## [WORK TO BE COMPLETED]
Your answer must contain each line of the listing in which "assessing" appears, copied in full.

## [RAW DATA]
PR #82, opened 2020-04-07
Add external_url logging to collector

lindgrenj6:
https://projects.engineering.redhat.com/browse/TPINVTRY-881
This is the tower collector implementation for this ticket. 

Looking for input on this. currently it logs like so: 
image

Potential things I may be missing:
- should we add parameters to the logging?
- ~~maybe I could move this to the base collector class since it's just one method and it could be used across all of the collectors, that way we can just call this moethod in each `get_#{resource_type}` method call.~~ https://github.com/RedHatInsights/topological_inventory-providers-common/pull/18

cc @gmcculloug @slemrmartin 

----

EDIT:
**Depends on**: https://github.com/RedHatInsights/topological_inventory-providers-common/pull/18

### DIFF
--- a/lib/topological_inventory/ansible_tower/collector/service_catalog.rb
+++ b/lib/topological_inventory/ansible_tower/collector/service_catalog.rb
@@ -3,6 +3,7 @@ module TopologicalInventory::AnsibleTower
     module ServiceCatalog
       def get_service_credentials(connection)
         fnc = lambda do |&block|
+          log_external_url("#{connection_manager.api_url(tower_hostname)}/#{connection.api.credentials.klass.endpoint}")
           enumerator = connection.api.credentials.all(:page_size => limits[:service_credentials])
           enumerator.each do |service_credential|
             block.call(service_credential)
@@ -13,6 +14,7 @@ module TopologicalInventory::AnsibleTower
 
       def get_service_credential_types(connection)
         fnc = lambda do |&block|
+          log_external_url("#{connection_manager.api_url(tower_hostname)}/#{connection.api.credential_types.klass.endpoint}")
           enumerator = connection.api.credential_types.all(:page_size => limits[:service_credential_types])
           enumerator.each do |service_credential_type|
             block.call(service_credential_type)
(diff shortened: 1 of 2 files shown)


lib/topological_inventory/ansible_tower/collector/service_catalog.rb
```diff
@@ -89,6 +98,12 @@ def get_service_instance_nodes(connection)
       def get_service_plan(template)
         template.survey_spec_hash if template.survey_enabled
       end
+
+      private
+
+      def log_external_url(connection_class)
+        logger.info("[EXTERNAL URL] #{tower_hostname}/api/v2/#{connection_class.klass.endpoint}")
```
slemrmartin: You can use `connection.api_url(tower.hostname)` instead of hardcoded version

slemrmartin (changes requested):
I would rather extend these logs: 
- https://github.com/RedHatInsights/topological_inventory-ansible_tower/blob/master/lib/topological_inventory/ansible_tower/collector.rb#L64
- https://github.com/RedHatInsights/topological_inventory-ansible_tower/blob/master/lib/topological_inventory/ansible_tower/collector.rb#L96
- https://github.com/RedHatInsights/topological_inventory-ansible_tower/blob/master/lib/topological_inventory/ansible_tower/collector.rb#L105

by external_url, because the first one is always preceding all these logs without any significant operation (and 2nd/3rd logs are closing the 1st). 
Similarly to all collector repos

agrare:
@slemrmartin since the entity_type != `connection.api.foo` I don't think we'd be able to log more than just the tower base url URL if it was done in the collector_thread.

syncrou (commented):
>maybe I could move this to the base collector class since it's just one method and it could be used across all of the collectors, that way we can just call this moethod in each get_#{resource_type} method call.

☝️ I like this idea.  It seems per @agrare's comment and what I've learned from the current logs that we can't get access to what we actually need to log if we try extending them.

But having the use of a shared method off the base makes a lot of sense to me.

lindgrenj6:
@syncrou https://github.com/RedHatInsights/topological_inventory-providers-common/pull/18

Opened PR on common collector to move the method.

slemrmartin (approved):

slemrmartin:
https://github.com/RedHatInsights/topological_inventory-providers-common/pull/20 
This is a blocker for this PR

syncrou (approved):
LGTM 👍 Happy to get this in.

PR #960, opened 2021-06-04
respect other access conditions in mods export

vpeil:


nicolasfranck (approved):

vpeil:
> @vpeil the fix `fixes/to_mods.fix` does not specify a default value for `accessRestriction`, so I am not sure whether it is usefull to have a statement like this without content..

ah, right, will specify a default value.

PR #967, opened 2021-09-29
Fixing a security risk concerning the parameter 'style'

petrakohorst:
We were made aware that one of our query params ('style') can be abused for Cross-site scripting (XSS). In some places our code uses the parameter `qp.style` directly in the template. This opens a door to insert malicious code into the LibreCat webpage.

To test this bug on the demo server, mark a few publications and then call this link:

http://demo.librecat.org/marked?style=ama%22%3E%3Cimg%20src=a%20onerror=prompt(document.domain)%3E

A (harmless!) prompt will appear at the top of the page, that should not be there. All other parameters seem to be unaffected by this.

This PR removes all direct usage of `qp.style` and replaces it with a check against the allowed style names in config.


nicolasfranck:
@petrakohorst I guess, since https://github.com/LibreCat/LibreCat/pull/972, this one can be closed?

PR #972, opened 2022-06-13
h->current_style an h->default_style

nicolasfranck:
@petrakohorst @vpeil See https://github.com/LibreCat/LibreCat/pull/967

I've added some helper methods:

* `available_styles` (array reference of styles in sorted order)
* `current_style`: current_style as found in the URL. Validated as well. Returns `undef` when not found or invalid.
* `default_style`

I've used these helper methods in the controllers where now configuration checks are repeated.

I've used these helper methods in the views as `h.current_style` and `h.default_style` where applicable.


petrakohorst (approved):
This looks good! Tried it and found no problems.

PR #973, opened 2022-06-14
remove try/catch statements from _do_index and remove_alias

nicolasfranck:
Reason: client code should catch the errors, not the libraries


nicolasfranck:
@vpeil @petrakohorst  everything seems to work here; but maybe double check on your part

vpeil:
@nicolasfranck l've tested these changs, works fine for me.

PR #976, opened 2022-06-14
citation-block-link should be block link; no absolute position!

### LINKED ISSUE #940: citation-block-link covers title within citation-block
https://github.com/LibreCat/LibreCat/blob/master/views/hits.tt#L78 covers
the [first link](https://github.com/LibreCat/LibreCat/blob/master/views/hits.tt#L78) in a hit 
with a link without text. So no matter what you put in that first link, only the empty, javascript
controlled link will work.

See also https://github.com/LibreCat/LibreCat/blob/6652a5ef0d037852e334cfdaee97b769d0559cfd/scss/librecat.scss#L369.
There you can see that the empty link is absolutely positioned above the other link.

nicolasfranck:
Fixes #940 

DONE:

* `citation-block-link` is no longer an absolute positioned link (without content) that hovers above the rest (including the title). It is just a link with `display:block`. This way the `href` applies to the block, instead of only the text (so same effect, but cleaner). Had to regenerate the main.css. Keep in mind to clear your browser cache (which is another issue: the name of the main.css)
* removed onclick statements


petrakohorst:
I can't seem to reproduce the error with the link. Can you show screenshots of what happens? Or explain in more detail which div covers which link?

nicolasfranck:
The citation-block-div, which is a link with an empty body is hovering over the entire record block in the list view (because of width, height and position in css), including the title of the record, that also has a link (same link!), but which cannot be clicked. It is hard to see the difference though, but I removed the dependency on javascript (onclick). Now both the record link and the citation can be clicked separately. 

I just removes unneeded complicated code.

nicolasfranck:
I only seems to happen in routes like `/librecat/search/admin`.

Screenshot 2022-06-15 at 15 10 40

Issue #978, opened 2022-06-15
template insertion into javascript creates broken edit account page


nicolasfranck:
The edit account page seems to broken due to a "javascript error"

After some digging I found out that the function `selectButton` from https://github.com/LibreCat/LibreCat/blob/master/views/admin/generator/master_account.tt#L110 is the culprit.
There content from template https://github.com/LibreCat/LibreCat/blob/master/views/backend/generator/fields/subfields/department_select.tt
should be inserted, but it always returns an empty string with a newline (which is incorrect
javascript for some reason)

The function `selectButton` is there to make the "select" (left from an "+" button) work,
so you can select a department from a modal, instead of via the autocomplete, right?

The reason why the template returns empty data is probably the absence of
the helper method `search_department`. That has been removed?
Probably this is still present in the Bielefeld branch, where it originated, right?

Anyway, do we need two ways of selecting the same data, autocomplete and modal?
What should be done if the list of departments/projects is empty (not taken into account).

@vpeil @petrakohorst

petrakohorst:
The search_department helper method is indeed still present in the Bielefeld branch and in our edit forms we use the select modal for departments actively.

**For the LibreCat core I'd fully agree that it is not necessary to have two different methods for selecting a department. Most people will prefer to use the autocomplete anyway.**

The same problem exists for project_select.tt, by the way.

In general, the problem with the newline appears in our forms as well, even though our ```department_select.tt```does have content. For some reason there is an invisible newline in this template, which inserts a linebreak into a javascript "document.write()" command. And that causes the whole javascript to break.    
This newline cannot be removed by opening and saving the template... because there is no newline visible. Not even in vim.

The only solution for getting rid of this mystery-newline is to open the file ```department_select.tt```in vim and do the following:
```

:set binary
:set noeol
:wq
```

This removes the invisible newline from the template until it is opened in an editor again.

nicolasfranck:
@petrakohorst interesting. It is not the first time vim or other editors insert newlines after the last line;
so relying on the absence of newline is not safe. Pff not the use `[%-` (note the `-`) is helping. I'll look further
into it.

PR #979, opened 2022-06-20
trim inserted blocks

nicolasfranck:
Fixes newlines from issue #978


petrakohorst (approved):
This is a great solution! It works for the admin user form AND it fixes a problem we have been having with out js-embedded publication lists.

PR #983, opened 2022-07-25
do not insert user query into cql; q already added to q by h->extract_params

### LINKED ISSUE #981: Bug in search on person page
An interesting phenomenon has occurred on the person page in the LibreCat core. This bug can be recreated on the LibreCat Demo-Server.

When searching on a person page (```/person/ID```) with **more than one search term AND reaching more than one hit**, an error happens. The error message says "core - template - undef error - cql error: unknown first class relation".   
Unfortunately there is no more info to be found in logs or anywhere as to which template threw this error.

Example: James Dean's Person page on the Demo-Server: http://demo.librecat.org/person/3

- Search for "retrospective relative" and you will find one hit.
- Search for "assessing" and you will find two hits.

But:

- Search for "james dean" and you should find three hits - but you get an error
- Search for "assessing genetic" and you should find two hits - but you get an error
- Search for "retrospective space" and you should find two hits - but you get an error

It has nothing to do with the returned hits, it has nothing to do with the actual search terms.

I have tried to check templates for the error source (tried to remove several included templates or parts of templates), but to no avail.   
I removed the filters.tt and the mark_all_js.tt from being included in the other templates - but the errors are still there.

Any idea what might cause this?

nicolasfranck:
Fixes #981

### DIFF
--- a/lib/LibreCat/App/Helper.pm
+++ b/lib/LibreCat/App/Helper.pm
@@ -194,7 +194,6 @@ sub is_marked {
 sub all_marked {
     my ($self) = @_;
     my $p = $self->extract_params();
-    push @{$p->{cql}}, $p->{q} if $p->{q};
     push @{$p->{cql}}, "status=public";
 
     my $hits       = librecat->searcher->search('publication', $p);


petrakohorst (approved):
Works perfectly!

PR #987, opened 2022-10-21
strongify all authors when using 'show all' an frontdoor

vpeil:
a tiny change


vpeil:
sorry, that was something from our local layer. I'll close it.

## [ANSWER TO THIS PROBLEM]
- Search for "assessing" and you will find two hits.
- Search for "assessing genetic" and you should find two hits - but you get an error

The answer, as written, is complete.